The following result is an analogue of a lemma due to Glasner and Weiss~\cite[Lemma~2.5 and Proposition~2.6]{Glasner1995a}; the argument we use in the proof is essentially the same as in~\cite{Glasner1995a}.

\begin{lemm}\label{l:ample_Glasner_Weiss}
Let $\Gamma$ be an ample group; recall that $M(\Gamma)$ is the set of all $\Gamma$-invariant Borel probability measures on $X$. Let $A,B$ be two clopen subsets of $X$.
\begin{enumerate}
\item \label{proof:GW1}
Assume that $\mu(A) < \mu(B)$ for all $\mu \in M(\Gamma)$. Then there exists $\gamma \in \Gamma$ such that $\gamma(A) \subset B$.
\item \label{proof:GW2}
Assume that $\mu(A)=\mu(B)$ for all $\mu \in M(\Gamma)$ and that $\Gamma$ acts topologically transitively. Then there exists $g \in [R_\Gamma]$ such that $g(A)=B$.
\end{enumerate}
\end{lemm}

We only assume that $\Gamma$ acts topologically transitively above because that is the natural hypothesis to make the argument work. Since our concern is with minimal actions, we mostly stick with the minimality assumption throughout the paper but make an exception here.

\begin{proof}\ \\*[0.2em]
\eqref{proof:GW1} Find an exhaustive sequence $(\mcA_n,\Gamma_n)$ of finite unit systems. There exists $m \in \N$ such that for all $n\ge m$ both $A$ and $B$ are unions of atoms of $\mcA_n$. For $U$ an atom of $\mcA_n$, we may thus consider
\begin{align*}
a_n(U) &= \left|\lset{ V \in \Gamma_n U \colon V \subset A }\right|
\\
b_n(U) &= \left|\lset{ V \in \Gamma_n U \colon V \subset B }\right|
\end{align*}
(where $|F|$ stands for the cardinality of a finite set $F$)

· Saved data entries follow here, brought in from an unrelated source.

PR #2138, opened 2016-11-19
Disable Nagle's algorithm on the backend as well

### LINKED ISSUE #2134: Disable Nagle's
Can we consider disabling Nagle's

This flag (TCP_NODELAY) is an option that can be enabled on a per-socket basis and is applied when you create a TCP socket. This is done for a purpose: Nagle's algorithm is generally useful and helps handle network congestion. I doubt you want to disable it system-wide since your system will probably suffer from this deactivation.

To disable it for a given socket, you can apply the option TCP_NODELAY as explained here and here in C:

int flag = 1;
int result = setsockopt(sock,            /* socket affected */
                        IPPROTO_TCP,     /* set option at TCP level */
                        TCP_NODELAY,     /* name of option */
                        (char *) &flag,  /* the cast is historical cruft */
                        sizeof(int));    /* length of option value */
 if (result < 0)
    ... handle the error ...

fgsch:
Fixes #2134.

### DIFF
--- a/lib/libvarnish/vtcp.c
+++ b/lib/libvarnish/vtcp.c
@@ -279,6 +279,7 @@ VTCP_connect(const struct suckaddr *name, int msec)
 	struct pollfd fds[1];
 	const struct sockaddr *sa;
 	socklen_t sl;
+	int val;
 
 	if (name == NULL)
 		return (-1);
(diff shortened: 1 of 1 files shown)


fgsch:
Committed.

hermunn:
Backport review: The patch in master, 0205cdf9e4, is now backported as 72435ed0e9aa.

PR #2232, opened 2017-02-24
Introduce varnishd -f [name[,label]=]file (discussion, not to be merged)

Dridi:
This is a response to d306f91 that I reviewed today:

> The plan is to also allow both specification of an (optional) label and
which VCL is to be the active one, but I want to think about if we should
shoehorn that into -f or use a different option letter.

I've done little thinking on this and think that using a different flag would make things too complicated because we'd need to correlate `boot${N}` names to labels. Instead I'd like to suggest using a syntax somewhat similar to storage options, allowing to set both the name and the label.

I chose to put the label before the equal sign because shoehorning it there was easier to quickly do. But having it after the file name (like `-a`, `-s`, `-j` etc) could also help decide which one is to be active. With this PR, it's still the last `-f`.

In the absence of a name, it falls back to the `boot${N}` automatic name. It also makes things less convoluted regarding VCL dependencies. Supposing a `-L` option to declare labels, one would need to jump between flags but links would also look more explicit:

```
# prod references the labels www and static (eg. independent sub-domains)

# this PR syntax
varnishd -f www1,www=www.vcl -f static1,static=static.vcl -f prod=prod.vcl

# the -L example
varnishd -f www1=www.vcl -f static1=static.vcl -L www=www1 -L static=static1 -f prod=prod.vcl

# you may later relink www to www2, ww3 and so on...
```

Other parameters have comma-separated arguments at the end which would be fine too, but to start the discussion I took the easy route.

Pros: you can start Varnish with any VCL (including the active one) referencing labels. Name collisions are rejected, and the error message could be improved (once again, quick'n'dirty).

Cons: users can no longer freely use VCL file names containing an equal sign or a comma. I can live with that :)

The reason why I baked this quickly was to hijack the discussion on the `-C` option too (ping @nigoroll). Now that we can have multiple `-f` flag, I think that `-C` concatenates every single C file in the output. I haven't checked but that's how it looks.

Instead I would like to suggest adding an optarg to `-C`: a glob expression matching VCL names. I don't think that dumping them all by default would help, as myself a user wanting to inspect generated code I would likely want to see the C code for one VCL at a time (and it would now work even when labels are involved).

As a side note,  ~~current master leaks `struct f_arg.farg`, and~~ I found a bit of a conflict (see 917773a).

### DIFF
--- a/bin/varnishd/mgt/mgt.h
+++ b/bin/varnishd/mgt/mgt.h
@@ -182,8 +182,8 @@ char *mgt_VccCompile(struct cli *, struct vclprog *, const char *vclname,
     const char *vclsrc, const char *vclsrcfile, int C_flag);
 
 void mgt_vcl_init(void);
-void mgt_vcl_startup(struct cli *, const char *vclsrc, const char *origin,
-    const char *vclname, int Cflag);
+int mgt_vcl_startup(struct cli *, const char *vclsrc, const char *vclname,
+    const char *vcllabel, const char *origin, int Cflag);
 int mgt_push_vcls_and_start(struct cli *, unsigned *status, char **p);
 void mgt_vcl_export_labels(struct vcc *);
 int mgt_has_vcl(void);
--- a/bin/varnishd/mgt/mgt_main.c
+++ b/bin/varnishd/mgt/mgt_main.c
@@ -440,7 +440,8 @@ mgt_f_arg(struct f_arg *fa)
 	if (p != NULL) {
 		q = memchr(fa->farg, ',', p - fa->farg);
 		if (q != NULL) {
-			fa->label = strndup(q, p - q);
+			/* Off by one to avoid the comma */
+			fa->label = strndup(q + 1, p - q - 1);
 			AN(fa->label);
 		}
 		else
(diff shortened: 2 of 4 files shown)


Dridi:
In the rush I forgot to summarize my actual answer to d306f91:

- `-f [<name>=]file[,label=<label>][,state=<auto|cold|warm|active>]`
- `-C <glob>`

bsdphk:
The reason I didn't do anything like this is that it gets too complex.

I'm currently leaning towards:

1.  An argument (-I ?) which specifies a file containing CLI commands.

2. Interpret arguments after flags as CLI commands.

`varnishd -n ...  "vcl.load foo /etc/foo.vcl" "vcl.label bar foo" ...`

In both cases it is probably a good idea to adopt make(1)'s "if it starts with minus it's ok to fail" convention.  It may even make sense to let this be the case for all CLI commands.

bsdphk:
I bit the bullet and implemented -I cli_file (9e27227550179cb2cc0e8619fc507079efe29130)

hermunn:
Backport review: This is new functionality that will not make it into 4.1.

Issue #1206, opened 2016-03-04
Pass shouldn't honor IMS/INM if the backend doesn't


bsdphk:
Old ticket imported from Trac
See archived copy here: https://varnish-cache.org/trac/ticket/1206

Issue #2042, opened 2016-08-16
Send a 304 response for a just-gone-stale hitpass object when appropriate


slimhazard:
When the hit-for-pass TTL for an uncacheable object expires (that is, on the first request after Varnish stops passing, so that we have a cache miss and go to fetch ), the backend might send a response with an ETag header that matches If-None-Match in the client request. In that case, there's no reason why the client response shouldn't be 304. But evidently resp.status is always 200 in this case.

Presumably the same thing happens when req.http.If-Modified-Since < resp.http.Last-Modified just after the TTL elapses for a hitpass object (but I haven't tried it).
## Expected Behavior

We set beresp.uncacheable to true and beresp.ttl > 0 in vcl_backend_response -- meaning we set the object to hit-for-pass.

After the beresp.ttl elapses, suppose that the backend sets the ETag header, which in turn sets resp.http.ETag, and suppose further that its value matches req.http.If-None-Match. Then I expect client response status 304.
## Current Behavior

Under these conditions (beresp.ttl just elapsed for a hitpass object, and req.http.If-None-Match==resp.http.ETag), Varnish apparently always sets resp.status to 200, and sends the response body.

I'll post a gist with a VTC to illustrate what happens.

Note that while beresp.ttl is unelapsed, so that the object is still in hitpass, the If-None-Match header is passed along to the backend, and if the backend responds with 304 (because INM matches ETag), then status 304 is passed along to the client. The effect is that clients get 304 and no response body most of the time, but suddenly get 200 at random-seeming intervals, despite INM matching ETag.
#1858 fixed the backend request, so that INM and IMS are not sent to the backend for just-elapsed hitpass objects. That's correct, and it may lead to the fetch after the miss getting a 200 response from the backend along with the beresp body. But there's no reason not to set the client response to 304 when the conditions in the client request and response allow it.
## Possible Solution

The 304 client response is set by this code at the end of cnt_deliver:

```
        if (!(req->objcore->flags & OC_F_PASS)
            && req->esi_level == 0
            && http_IsStatus(req->resp, 200)
            && req->http->conds && RFC2616_Do_Cond(req))
                http_PutResponse(req->resp, "HTTP/1.1", 304, NULL);
```

At the moment I don't see why the 304 response isn't set. After the hitpass-TTL elapses, the OC_F_PASS should not be set, so that shouldn't be what's preventing it. Maybe req->http->conds is false?
## Steps to Reproduce (for bugs)

[...]

PR #2234, opened 2017-02-27
Roll back the fix for #1206, so that client delivery solely decides if resp.status==304

slimhazard:
whether to set client response 304, regardless of the pass state of
the backend fetch. That is, set resp.status 304 (at ESI level 0)
iff req.http.{INM,IMS} matches resp.http.{ETag,Last-Modified}.

This means that the client will get a 304 response in the pass
cases where the backend sets ETag or Last-Modified to match INM/IMS,
but nevertheless declines to set beresp.status to 304. This behavior
is consistent for the three kinds of pass: "ordinary" pass (return(pass)
in vcl_recv), beresp.uncacheable ("hit-for-miss"), and the recently
revived hit-for-pass (return(pass(DURATION)) in vcl_backend_response).

r02042.vtc shows how to restore the behavior from #1206, by unsetting
INM/IMS in vcl_pass (for ordinary pass) or vcl_miss (for hit-for-miss).


slimhazard:
This and PR #2235 are two possible fixes for issue #2042 -- we'll need one or the other of them, not both. See #2042 for details.

fgsch:
That's a hell of a large test. Do we really need it to be that large?
Also, can you normalize whitespace in the test?

slimhazard:
Yeah, you're right on both counts. The test is in part to clarify some things, and since the docs will want to have some VCL snippets, this way we know what works. But not all of it has to live in Varnish forever. And sorry about the whitespace.

slimhazard:
We decided for this one in today's bugwash, fixed in  6b518c4.

hermunn:
Backport review: For 4.1 the patch goes through, but the test case for #2042 does not compile, and it is not immediately clear to me how to change the test case. Because of this I will not backport it now, but I will leave the backport review tag for now.

hermunn:
We will keep this out of 4.1 - keeping consistent behavior is more important than the feature this PR implements.

PR #2235, opened 2017-02-27
Consider setting resp.status=304 in delivery if the fetch was hit-for-pass

slimhazard:
... as recently revived (i.e. if OC_F_HFP is set).


slimhazard:
This and PR #2234 are two possible fixes for issue #2042 -- we'll need one or the other of them, not both. See #2042 for details.

slimhazard:
We decided for #2234 in today's bugwash, against this one, fix in  6b518c4.

hermunn:
Backport review: This was not commited, so only #2234 may be backported,

PR #2243, opened 2017-03-02
Vsl query booleans

nigoroll:
I'm suggesting this after having failed to train my grey matter to think `and` when wanting to express `&&` in vsl


nigoroll:
I overlooked a local test failure - broke the existing boolean verbs

Dridi:
I'm not convinced by the POLA-ness of this change, but having both should be OK.

nigoroll:
bugwash: @mbgrydeland prefers to reserve these operators for later use (possibly and/or operators with slightly different semantics)

hermunn:

PR #2244, opened 2017-03-03
Send PROXY headers with probes

### LINKED ISSUE #2151: Health probes do not honor a backend's PROXY protocol setting
I'm using varnish-5.0.0 with PROXY protocol enabled on the backends thanks to the new `.proxy_header` attribute. This works great as long as the backends don't have health probes defined. When a backend has both a `.proxy_header` attribute and a probe defined, varnish fails to properly detect the backend health state and marks the backend as sick.

The problem seems to be that varnish does not use the PROXY protocol when sending health probes. If the backend correctly implements the PROXY protocol, it is required to drop the connection, as it cannot identify it as valid PROXY protocol v1 nor v2. Thus, from varnish's pov the backend is unreachable.

## Possible Solution
Health probes should honor the backend's `.proxy_header` attribute and send the correct PROXY header where appropriate.

Dridi:
Fixes #2151, ~~probably a good candidate for 4.1 too~~.

### DIFF
--- a/bin/varnishd/cache/cache_backend_probe.c
+++ b/bin/varnishd/cache/cache_backend_probe.c
@@ -43,6 +43,9 @@
 #include <stdio.h>
 #include <stdlib.h>
 
+#include <netinet/in.h>
+#include <netinet/tcp.h>
+
 #include "binary_heap.h"
 #include "vcli_serve.h"
 #include "vrt.h"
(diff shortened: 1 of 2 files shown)


fgsch:
Looks good to me.

We should document this too, perhaps something like this will suffice:

```
   ``.proxy_header``
     The PROXY protocol version Varnish should use when connecting to
-    this backend. Allowed values are ``1`` and ``2``.
+    this backend, including probes. Allowed values are ``1`` and ``2``.
```

hermunn:
Backport review: We will keep this a Varnish 5 only feature unless someone makes a really compelling argument.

Assume that for any $n \ge m$ there exists $ p\ge n$ and an atom $U_p \in \mcA_p$ such that $a_p(U_p) \ge b_p(U_p)$; pick $x_p \in U_p$ and set
\[
\mu_p= \frac{1}{\left|\Gamma_p\right|} \sum_{\gamma\,\in\,\Gamma_p} \delta_{\gamma(x_p)}
\]
where $\delta_y$ stands for the Dirac measure at $y \in X$. Then $\mu_p$ is a $\Gamma_p$-invariant Borel probability measure for all $p$, and $\mu_p(A) \ge \mu_p(B)$. Using compactness of the space of all Borel probability measures on $X$, we may take a cluster point $\mu$ of $(\mu_p)$, and $\mu$ is a $\Gamma$-invariant measure such that $\mu(A) \ge \mu(B)$, contradicting our assumption.

Hence we see that, for any sufficiently large $n \ge m$, any atom $U$ of $\mcA_n$ is such that $a_n(U) < b_n(U)$. From this we obtain the existence of $\gamma \in \Gamma_n$ such that $\gamma(A) \subset B$ (any permutation of the atoms of a column of $\mcA_n$ is induced by an element of $\Gamma_n$).

\noindent\eqref{proof:GW2} We may (and do) assume that $A,B$ are nonempty and $A \cap B = \emptyset$; we fix $a \in A$ and $b \in B \cap \Gamma a$ (here we are using topological transitivity).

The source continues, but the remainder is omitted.